PR #6092, opened 2025-05-03
Scheduler component

### LINKED ISSUE #475: Scheduler Component
It would be great to have a Scheduler Component... I know that it must be hard to implement one, but maybe it could be done...

stsrki:
Closes #475

It's a large PR, so I will try to break it down.

The Scheduler component is made as a generic component, with an API similar to DataGrid, where `TItem` is meant to define the collection of items that is edited and handled by the component. The `Data` parameter is used to populate the component.

At minimum, the `TItem` must have `Title`, `Start`, and `End` fields named as such. However, they can be overridden if needed with Scheduler `*Field` parameters.

---

Scheduler has several supported view types.

- Day
- Week
- WorkWeek
- Month

Each of them has a separate parameter that affects it independently of other views. Such as Start and End time, work hours, etc.

---

Scheduler has a built-in editor that is enabled with `Editable` parameter. And when used it always checks if there exists a Field on TItem, that can be edited. If found, it will be possible to edit in the editor. 

If `Editable` is disabled, then users have to use callbacks to store and edit their Data items.

---

We also support recurring items. They work by defining `RFC-5545`(see https://icalendar.org/Home.html) rules on a base `TItem`. 

This `Item` will then show any recurring item in a view. However, these recurring items will **not be persisted** or exist in the `Data` collection or parameter. It is up to the user to handle real occurrences independent of the UI in their system. Only exceptions to the rules, like **deleted occurrences** and **rescheduled occurrences**, will be stored as part of the Item.


tesar-tech (commented):
I scanned through the code and I have some objections.  
Some parts are just begging to be abstracted into an interface or an abstract class.  
With some use of generics, a lot of code could be reduced and many issues avoided.

I can name the concrete examples, but I'll start with the most obvious one:  
Why isn't `TItem` sheltered by some interface?

```
public interface ISchedulerItem
{
    DateTime Start { get; set; }
    DateTime End { get; set; }
    //...
}

```

---

The component works without an issue. I have found several, rather ui/ux problems or suggestions:

**Overall:**
- Adding an event by dragging would be really useful.  

  [Screencast From 2025-05-06 22-50-32.webm](https://github.com/user-attachments/assets/7bec9c61-4a01-4b2e-805a-007a2b8ed2e3)

- Hover state is the same as the selected state, which isn't great UX:  
  image

- Sunday is labeled as `7` instead of `S`.

- Hover vs. selected state in the view selector is confusing.

- Title and description should have some kind of length limiter.

- Clicking the `All day` row does nothing. It would be useful if this triggered a new event popup with "all day" pre-selected.

- It's hard to set an event in the middle of another one—it jumps to the beginning.  

  [Screencast From 2025-05-06 23-09-41.webm](https://github.com/user-attachments/assets/3ac598fb-5763-4fed-a16f-a8c5416e2770)  

  (Well, I see I can if I place the cursor in the right empty space, but it's a really small target area.)

- When moved to the middle, the event renders incorrectly:  
  image

- Similarly, in the "All day" events section, it's very hard to move a multi-day event to the right.  

  [Screencast From 2025-05-06 23-15-05.webm](https://github.com/user-attachments/assets/3efa96a7-6067-43c6-8234-8c7c80a82c06)

---

**Month View:**
- When hovering over an event, the background should change. It's unclear whether clicking will create a new event or select an existing one.

- The top part of a day cell is not clickable or visually distinct, so when a day is full, clicking precisely between events becomes difficult.

- If there are more than three events, they overflow into the next day and become unclickable.

---

**Day View:**
- Why does the day end at 16:00? Not sure if that's a feature or a bug. I would expect the day to be scrollable.

---

**Week / Work Week View:**
- Cannot be dismissed by clicking outside:  
  image

stsrki:
> * Adding an event by dragging would be really useful.

Can you explain what you mean by this?

> * Hover state is the same as the selected state, which isn't great UX:

This is how Outline buttons work. And how it appears when it is active. It comes from bootstrap. Not sure if there is way around it.



> * Sunday is labeled as `7` instead of `S`.
> *

This works on my side. Maybe it is related to cultureinfo?



> * Hover vs. selected state in the view selector is confusing.
> *

Again, the same as previous. It comes from Bootstrap.

> * Clicking the `All day` row does nothing. It would be useful if this triggered a new event popup with "all day" pre-selected.
> *

It's not supposed to do anything. It's just a label to indicate the row meaning.



> * Cannot be dismissed by clicking outside:

This is by design for MessageProvider. We don't want them clicking on the backdrop to trigger an action. We want them to do the action explicitly. One could argue that if this is good for UX, but it has been working like this for years. I don't want to break this.

tesar-tech:
> > * Adding an event by dragging would be really useful.
> 
> Can you explain what you mean by this?
> 
Now you can add an event by clicking and selecting time from TimePicker. Faster ux is to let user drag the time right away. I would say it's even the expected experience. Just like Jira has it. Or this random js component. https://javascript.daypilot.org/demo/scheduler/scalehours.html

[Screencast From 2025-05-07 17-43-19.webm](https://github.com/user-attachments/assets/5a0cfe0f-3624-477d-be1d-e73bb51a2a7c)


> This works on my side. Maybe it is related to cultureinfo?
I have it fixed now

> > * Clicking the `All day` row does nothing. It would be useful if this triggered a new event popup with "all day" pre-selected.
> 
> It's not supposed to do anything. It's just a label to indicate the row meaning.

I don't mean the text, but the row. When you click in the "sheet" it adds an event, I would expect the same from the space above the sheet.

image

 
> > * Cannot be dismissed by clicking outside:
> 
> This is by design for MessageProvider. We don't want them clicking on the backdrop to trigger an action. We want them to do the action explicitly. One could argue that if this is good for UX, but it has been working like this for years. I don't want to break this.

That's a ux driven by technical "limitation", which I understand, but user rarely do.
When you click normal (non-recurring) event you can cancel it by clicking outside.
When you click recurring one, you cannot.  There is not a good (apart from the technicality) reason to do that - users are not forced to take action to continue. There is still the cancel button, thus it doesn't make sense to not allow the canceling through backdrop click.

tesar-tech:
> This is a deliberate choice. We don't want to force users to use explicit type. And with `ISchedulerItem` we would force it into him. We want them to have freedom to choose their types, and have their field names changed if necessary. And if in the future we wish to add support for ExpandoObject for example, with this approach we would be able.

I just can’t agree with that. Maybe it doesn’t matter, since you’re the boss, but I honestly can’t grasp the logic behind “not wanting to force users.”

Right now, you’re forcing users to juggle string values instead. Developers have to keep those in mind, manually check all the properties, and set the *Field values correctly. An interface would make that explicit. If they’re dealing with a fixed type they can’t change, they could still expose the required properties via simple getters, or use a decorator or view model. C# has solid tools for these scenarios.

In the current state, if there’s a mismatch—say, no property named "End"—the app just silently starts without showing the End editor. I can’t imagine that being the intended behavior. That’s not freedom, that’s a footgun. It should stop you at build time—that’s exactly what interfaces are for: to define a contract and make sure things line up.

---
Also the `*Field`s should be strongly type - but would operate differently, but I would say more smoothly. 

```
<Scheduler EndFunc="item => item.EndDateTime"
```
That would solve the extreme case where developers cannot touch existing type, decorate them or create viewModels out of them. All strongly typed an safe.

tesar-tech:
- It appears there is some trouble with displaying recurring events: Week vs WorkWeek (also missing in day view):

[Screencast From 2025-05-07 18-30-20.webm](https://github.com/user-attachments/assets/15c9ea3e-4a57-4d9c-ab8d-94dac075142e)

- Setting `-1` in for recurring count will remove the event. (when editing)

image

- This will result in not adding an event and not notify user about impossible conditions (recurring date is older than start)

image

- Repeat with different count than `1` on `Never` will result in not adding the event at all. The repeat field should be disabled when `Never` is used (or maybe even hidden).

image

- this will ignore the end date. Keeping the endDate with the count is bit confusing. It should be either ended by number of occurrences (count) or by the end date (???)

image

- Many of the languages don't have date translations (roman, danish, ...). Probably not related to the scheduler, but it is present there.

image

- Days are also lacking translation (here for german)

image

- If you highlight some text and drag an event, it does this 🤷.

[Screencast From 2025-05-07 19-03-58.webm](https://github.com/user-attachments/assets/434db16a-9519-4a49-801d-ab040b6101ae)

- The drag&drop doesn't work on touchscreens. I guess that's because the drag&drop html api doesn't support touch. But it is possible to do it with `ontouch` and similar events..

stsrki:
> > This is a deliberate choice. We don't want to force users to use explicit type. And with `ISchedulerItem` we would force it into him. We want them to have freedom to choose their types, and have their field names changed if necessary. And if in the future we wish to add support for ExpandoObject for example, with this approach we would be able.
> 
> I just can’t agree with that. Maybe it doesn’t matter, since you’re the boss, but I honestly can’t grasp the logic behind “not wanting to force users.”
> 
> Right now, you’re forcing users to juggle string values instead. Developers have to keep those in mind, manually check all the properties, and set the *Field values correctly. An interface would make that explicit. If they’re dealing with a fixed type they can’t change, they could still expose the required properties via simple getters, or use a decorator or view model. C# has solid tools for these scenarios.
> 
> In the current state, if there’s a mismatch—say, no property named "End"—the app just silently starts without showing the End editor. I can’t imagine that being the intended behavior. That’s not freedom, that’s a footgun. It should stop you at build time—that’s exactly what interfaces are for: to define a contract and make sure things line up.
> 
> Also the `*Field`s should be strongly type - they would operate differently, but I would say more smoothly.
> 
> ```
> <Scheduler EndFunc="item => item.EndDateTime"
> ```
> 
> That would solve the extreme case where developers cannot touch existing type, decorate them or create viewModels out of them. All strongly typed an safe.

It's not so simple. Yes, the interface would make it much easier for us and for the user. But, we would lose any flexibility for the future.

The thing is. Everyone(third-party vendors) is doing it in such a way that the fields are configured as string names. And it makes perfect sense for me. Even though it is somewhat harder to maintain. This way we will always be able to support almost any type.

For example

- If users request `DateTimeOffset` types instead of `DateTime`, we could easily handle it with a simple internal mapping changes.
- If users request support for `ExpandoObject`, or `DataTable`, or anything else that makes sense in enterprise worlds, and if we agree on such a change, then we have a way to make it. 

With a constraint on the generic type, we would lose any flexibility for the future. And I wish I could do it. It would make my world much easier with the implementation.

stsrki:
I believe most of the bugs are now fixed.

As for the other things you have mentioned:

> Adding an event by dragging. 

I like it, but would rather leave this for a future version. 

> If you highlight some text and drag an event, it does this 🤷.

Not sure what to think about this. It's kinda an invalid state of the UI. I have tried some other schdulers and the also behave the same. SO I would just leave it as it is.

> * It appears there is some trouble with displaying recurring events: Week vs WorkWeek (also missing in day view):

Still trying to figure this.

tesar-tech:
Just few maybe opinionated details:

- This is something about not-ideal user experience. The hover box (the black border) is for the place where my mouse is. It would be better if the hover box was shown where the center of the hover object is. Here is an "extreme" image where almost the full event is in right, but it still shows the hoverbox on left.

image

---
- Simple repeat event (by clicking to repeat row):
 
image

results in:
image

which is probably technically correct, but I somehow didn't expect the event to repeat forever. So maybe forever option next to the End and Count? Or forcing the End or count...? Maybe the `End` itself is confusing, because there are two `End`s so maybe explaining the one more? ("Repeat ends at: ")

---

- Maybe I mentioned already, not sure. But the `1` on never should not be there:

image
then it reads: "Repeat every 1 never"

---


Also - I didn't yet tested on other provider, rather waiting for this to be feature complete - or you have this coverd?

stsrki:
> * Simple repeat event (by clicking to repeat row):
> 
> image
> 
> results in: image
> 
> which is probably technically correct, but I somehow didn't expect the event to repeat forever. So maybe forever option next to the End and Count? Or forcing the End or count...? Maybe the `End` itself is confusing, because there are two `End`s so maybe explaining the one more? ("Repeat ends at: ")

I think we can just add nother label that explains it to the user what is going to happen

image

tesar-tech:
> image

I don't have this in the `New appointment`. Am I missing something?

stsrki:
> > image
> 
> I don't have this in the `New appointment`. Am I missing something?

I don't see an image. What are you asking about?

tesar-tech:
https://github.com/Megabit/Blazorise/pull/6092#issuecomment-2882971568
img from this comment

stsrki:
> [#6092 (comment)](https://github.com/Megabit/Blazorise/pull/6092#issuecomment-2882971568) img from this comment

It is a screenshot from the Teams app. I think it is a good approach for telling users what they have selected in a human-readable way.

tesar-tech:
> > [#6092 (comment)](https://github.com/Megabit/Blazorise/pull/6092#issuecomment-2882971568) img from this comment
> 
> It is a screenshot from the Teams app. I think it is a good approach for telling users what they have selected in a human-readable way.

Oh. Yeah, agree. I was under impression you already done it.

__________________________________________________

#### Task directions
Exactly the lines from the start of the entries through the one bearing "It's a large" are to be output, with both ends included.

#### Task answer
PR #6092, opened 2025-05-03
Scheduler component

### LINKED ISSUE #475: Scheduler Component
It would be great to have a Scheduler Component... I know that it must be hard to implement one, but maybe it could be done...

stsrki:
Closes #475

It's a large PR, so I will try to break it down.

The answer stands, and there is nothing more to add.